◆ THE PROBLEM
Lines holding the word "fails": how many does the material below have? Answer with nothing but the number.

◆ THE RECORDS
════

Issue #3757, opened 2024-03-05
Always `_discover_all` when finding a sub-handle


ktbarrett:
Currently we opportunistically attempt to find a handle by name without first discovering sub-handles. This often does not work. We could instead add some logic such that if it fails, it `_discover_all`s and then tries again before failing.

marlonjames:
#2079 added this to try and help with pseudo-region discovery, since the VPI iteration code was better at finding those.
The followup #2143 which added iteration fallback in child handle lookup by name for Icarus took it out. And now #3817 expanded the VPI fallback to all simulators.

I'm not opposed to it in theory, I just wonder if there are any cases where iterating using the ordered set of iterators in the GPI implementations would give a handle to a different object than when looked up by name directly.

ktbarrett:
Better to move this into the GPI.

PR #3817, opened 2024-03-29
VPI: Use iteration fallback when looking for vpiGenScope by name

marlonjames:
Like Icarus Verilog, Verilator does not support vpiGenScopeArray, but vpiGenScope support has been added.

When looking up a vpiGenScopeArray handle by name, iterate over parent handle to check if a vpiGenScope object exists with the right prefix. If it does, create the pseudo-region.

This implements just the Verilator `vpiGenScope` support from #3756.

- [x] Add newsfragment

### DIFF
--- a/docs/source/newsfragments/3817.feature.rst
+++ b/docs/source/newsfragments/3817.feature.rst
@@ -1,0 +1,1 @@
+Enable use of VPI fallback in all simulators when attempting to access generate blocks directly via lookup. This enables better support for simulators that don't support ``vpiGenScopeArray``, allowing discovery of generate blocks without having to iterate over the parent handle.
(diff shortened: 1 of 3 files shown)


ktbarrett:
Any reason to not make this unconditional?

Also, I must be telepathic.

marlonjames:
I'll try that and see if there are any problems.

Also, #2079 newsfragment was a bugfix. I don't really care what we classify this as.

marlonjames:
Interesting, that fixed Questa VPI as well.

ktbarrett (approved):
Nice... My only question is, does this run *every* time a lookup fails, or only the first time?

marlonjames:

════

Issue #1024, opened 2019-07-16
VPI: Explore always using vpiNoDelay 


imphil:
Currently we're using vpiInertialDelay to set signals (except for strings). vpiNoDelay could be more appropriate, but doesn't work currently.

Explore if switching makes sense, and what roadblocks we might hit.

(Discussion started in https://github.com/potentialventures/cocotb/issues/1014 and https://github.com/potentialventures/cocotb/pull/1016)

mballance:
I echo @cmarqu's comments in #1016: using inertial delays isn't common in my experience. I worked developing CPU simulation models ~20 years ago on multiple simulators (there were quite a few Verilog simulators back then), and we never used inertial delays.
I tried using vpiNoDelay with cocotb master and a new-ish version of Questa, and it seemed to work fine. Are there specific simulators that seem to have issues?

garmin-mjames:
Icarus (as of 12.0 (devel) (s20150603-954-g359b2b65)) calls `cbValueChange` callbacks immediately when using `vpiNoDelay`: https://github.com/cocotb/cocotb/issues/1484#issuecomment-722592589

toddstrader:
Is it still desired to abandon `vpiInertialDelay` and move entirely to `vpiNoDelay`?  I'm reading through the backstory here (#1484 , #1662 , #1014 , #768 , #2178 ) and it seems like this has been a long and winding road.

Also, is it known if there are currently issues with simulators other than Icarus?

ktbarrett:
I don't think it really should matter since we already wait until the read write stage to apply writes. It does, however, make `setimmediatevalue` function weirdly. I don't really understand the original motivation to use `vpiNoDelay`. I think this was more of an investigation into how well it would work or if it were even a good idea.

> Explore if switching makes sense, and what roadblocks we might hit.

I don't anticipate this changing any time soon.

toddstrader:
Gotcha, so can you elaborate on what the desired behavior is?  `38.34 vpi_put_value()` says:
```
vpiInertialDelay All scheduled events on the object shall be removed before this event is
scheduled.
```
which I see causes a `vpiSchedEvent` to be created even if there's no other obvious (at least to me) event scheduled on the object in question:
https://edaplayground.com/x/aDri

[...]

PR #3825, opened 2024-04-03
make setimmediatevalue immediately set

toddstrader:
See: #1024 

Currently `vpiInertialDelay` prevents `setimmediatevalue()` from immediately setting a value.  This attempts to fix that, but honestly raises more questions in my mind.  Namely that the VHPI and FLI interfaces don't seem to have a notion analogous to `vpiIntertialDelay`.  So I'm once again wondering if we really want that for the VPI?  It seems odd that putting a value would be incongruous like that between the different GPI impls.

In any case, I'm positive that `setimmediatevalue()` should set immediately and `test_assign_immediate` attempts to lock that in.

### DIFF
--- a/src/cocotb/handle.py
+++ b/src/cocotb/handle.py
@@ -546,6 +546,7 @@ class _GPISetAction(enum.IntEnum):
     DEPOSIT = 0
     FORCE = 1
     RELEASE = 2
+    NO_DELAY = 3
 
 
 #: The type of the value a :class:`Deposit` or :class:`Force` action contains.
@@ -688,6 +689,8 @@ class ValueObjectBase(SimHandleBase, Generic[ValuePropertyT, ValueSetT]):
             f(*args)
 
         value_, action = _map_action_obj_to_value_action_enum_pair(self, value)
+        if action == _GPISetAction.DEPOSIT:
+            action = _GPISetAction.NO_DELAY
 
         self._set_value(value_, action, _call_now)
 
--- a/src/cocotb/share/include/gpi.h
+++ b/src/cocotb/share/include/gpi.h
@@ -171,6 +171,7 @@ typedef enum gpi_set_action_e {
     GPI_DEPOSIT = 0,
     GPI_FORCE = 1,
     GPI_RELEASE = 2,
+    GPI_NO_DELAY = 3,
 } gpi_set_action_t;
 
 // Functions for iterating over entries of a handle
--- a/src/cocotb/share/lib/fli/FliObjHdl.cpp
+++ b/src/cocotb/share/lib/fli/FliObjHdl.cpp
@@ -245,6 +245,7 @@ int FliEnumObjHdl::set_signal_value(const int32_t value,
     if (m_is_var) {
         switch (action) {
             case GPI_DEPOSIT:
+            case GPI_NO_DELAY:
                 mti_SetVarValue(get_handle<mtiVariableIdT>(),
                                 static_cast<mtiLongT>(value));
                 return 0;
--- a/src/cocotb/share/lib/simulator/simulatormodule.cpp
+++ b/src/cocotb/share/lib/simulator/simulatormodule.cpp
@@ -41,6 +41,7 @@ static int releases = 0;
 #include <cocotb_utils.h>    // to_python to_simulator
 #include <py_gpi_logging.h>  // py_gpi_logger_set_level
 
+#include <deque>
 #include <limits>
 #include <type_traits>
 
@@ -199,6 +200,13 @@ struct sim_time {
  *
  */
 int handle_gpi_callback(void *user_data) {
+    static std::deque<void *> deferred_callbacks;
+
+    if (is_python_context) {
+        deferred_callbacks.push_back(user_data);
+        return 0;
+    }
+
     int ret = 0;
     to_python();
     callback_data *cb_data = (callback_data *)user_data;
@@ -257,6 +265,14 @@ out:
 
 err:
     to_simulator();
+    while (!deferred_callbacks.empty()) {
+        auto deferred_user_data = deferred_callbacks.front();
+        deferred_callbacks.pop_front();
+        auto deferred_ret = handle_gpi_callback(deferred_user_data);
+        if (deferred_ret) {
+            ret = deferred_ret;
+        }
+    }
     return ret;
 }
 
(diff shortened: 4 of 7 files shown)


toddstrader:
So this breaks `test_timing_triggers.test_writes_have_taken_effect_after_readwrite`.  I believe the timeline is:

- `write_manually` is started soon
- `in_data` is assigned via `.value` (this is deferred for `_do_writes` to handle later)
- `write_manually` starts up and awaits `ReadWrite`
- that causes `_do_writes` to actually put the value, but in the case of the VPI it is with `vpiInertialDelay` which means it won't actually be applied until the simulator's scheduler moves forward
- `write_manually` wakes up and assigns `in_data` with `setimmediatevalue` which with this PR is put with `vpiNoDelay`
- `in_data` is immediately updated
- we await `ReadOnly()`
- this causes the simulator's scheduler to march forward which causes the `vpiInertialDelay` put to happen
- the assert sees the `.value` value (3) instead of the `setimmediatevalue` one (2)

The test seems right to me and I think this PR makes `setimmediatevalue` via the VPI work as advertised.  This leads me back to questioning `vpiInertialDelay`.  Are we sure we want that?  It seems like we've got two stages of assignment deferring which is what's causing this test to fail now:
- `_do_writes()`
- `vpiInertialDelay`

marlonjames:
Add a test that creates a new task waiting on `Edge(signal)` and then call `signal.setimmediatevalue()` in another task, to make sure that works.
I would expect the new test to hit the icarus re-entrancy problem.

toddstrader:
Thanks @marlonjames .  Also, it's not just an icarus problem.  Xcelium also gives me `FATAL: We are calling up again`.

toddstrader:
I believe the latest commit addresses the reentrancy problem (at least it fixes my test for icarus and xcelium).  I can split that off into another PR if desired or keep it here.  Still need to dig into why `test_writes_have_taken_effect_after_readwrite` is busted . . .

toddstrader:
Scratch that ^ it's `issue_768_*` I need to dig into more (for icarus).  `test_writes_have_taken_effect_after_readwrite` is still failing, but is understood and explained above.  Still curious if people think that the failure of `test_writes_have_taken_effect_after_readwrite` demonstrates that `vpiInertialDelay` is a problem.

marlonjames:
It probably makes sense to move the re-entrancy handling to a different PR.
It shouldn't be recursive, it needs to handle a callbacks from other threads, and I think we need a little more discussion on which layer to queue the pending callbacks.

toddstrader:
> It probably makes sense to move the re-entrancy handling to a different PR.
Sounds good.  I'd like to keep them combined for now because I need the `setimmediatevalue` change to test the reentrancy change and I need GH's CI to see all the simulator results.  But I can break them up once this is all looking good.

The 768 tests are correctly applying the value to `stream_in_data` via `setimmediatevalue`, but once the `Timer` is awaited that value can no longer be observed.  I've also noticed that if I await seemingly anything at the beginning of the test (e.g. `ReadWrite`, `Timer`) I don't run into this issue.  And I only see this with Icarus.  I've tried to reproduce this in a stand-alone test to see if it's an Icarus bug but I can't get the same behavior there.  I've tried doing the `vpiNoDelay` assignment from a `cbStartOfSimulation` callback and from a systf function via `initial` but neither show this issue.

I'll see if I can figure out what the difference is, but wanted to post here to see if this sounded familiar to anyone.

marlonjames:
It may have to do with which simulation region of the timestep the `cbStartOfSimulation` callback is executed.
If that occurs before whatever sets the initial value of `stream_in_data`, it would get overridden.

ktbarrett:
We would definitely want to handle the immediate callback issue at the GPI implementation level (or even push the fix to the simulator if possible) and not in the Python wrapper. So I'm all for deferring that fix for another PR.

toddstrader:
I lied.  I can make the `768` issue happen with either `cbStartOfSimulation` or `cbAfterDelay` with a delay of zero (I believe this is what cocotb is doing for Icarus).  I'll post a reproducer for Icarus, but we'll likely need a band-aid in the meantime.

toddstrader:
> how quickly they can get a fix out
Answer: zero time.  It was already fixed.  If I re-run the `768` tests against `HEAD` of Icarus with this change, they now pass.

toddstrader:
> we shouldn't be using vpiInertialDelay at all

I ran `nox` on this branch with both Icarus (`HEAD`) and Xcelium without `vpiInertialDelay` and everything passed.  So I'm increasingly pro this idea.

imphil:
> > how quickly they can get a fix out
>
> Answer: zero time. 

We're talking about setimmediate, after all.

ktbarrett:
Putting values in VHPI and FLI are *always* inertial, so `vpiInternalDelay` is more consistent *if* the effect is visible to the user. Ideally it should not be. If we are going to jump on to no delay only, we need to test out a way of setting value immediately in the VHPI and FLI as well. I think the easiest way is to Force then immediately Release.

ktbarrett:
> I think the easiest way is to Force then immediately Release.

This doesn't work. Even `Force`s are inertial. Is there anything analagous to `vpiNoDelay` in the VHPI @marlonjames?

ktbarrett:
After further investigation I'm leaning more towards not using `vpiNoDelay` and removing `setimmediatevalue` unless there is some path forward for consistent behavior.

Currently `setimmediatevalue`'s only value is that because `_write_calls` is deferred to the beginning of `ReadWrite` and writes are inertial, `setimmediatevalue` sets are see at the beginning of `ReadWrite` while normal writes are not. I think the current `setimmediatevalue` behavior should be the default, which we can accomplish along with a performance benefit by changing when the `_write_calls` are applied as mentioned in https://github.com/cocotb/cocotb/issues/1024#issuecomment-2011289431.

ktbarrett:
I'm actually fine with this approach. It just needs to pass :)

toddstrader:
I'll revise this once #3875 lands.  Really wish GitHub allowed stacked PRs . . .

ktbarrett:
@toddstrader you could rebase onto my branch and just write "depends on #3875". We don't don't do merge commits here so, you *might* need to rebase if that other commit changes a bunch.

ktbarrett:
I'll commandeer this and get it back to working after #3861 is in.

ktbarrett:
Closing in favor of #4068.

════

◆ RESPONSE FOR THIS EXERCISE
2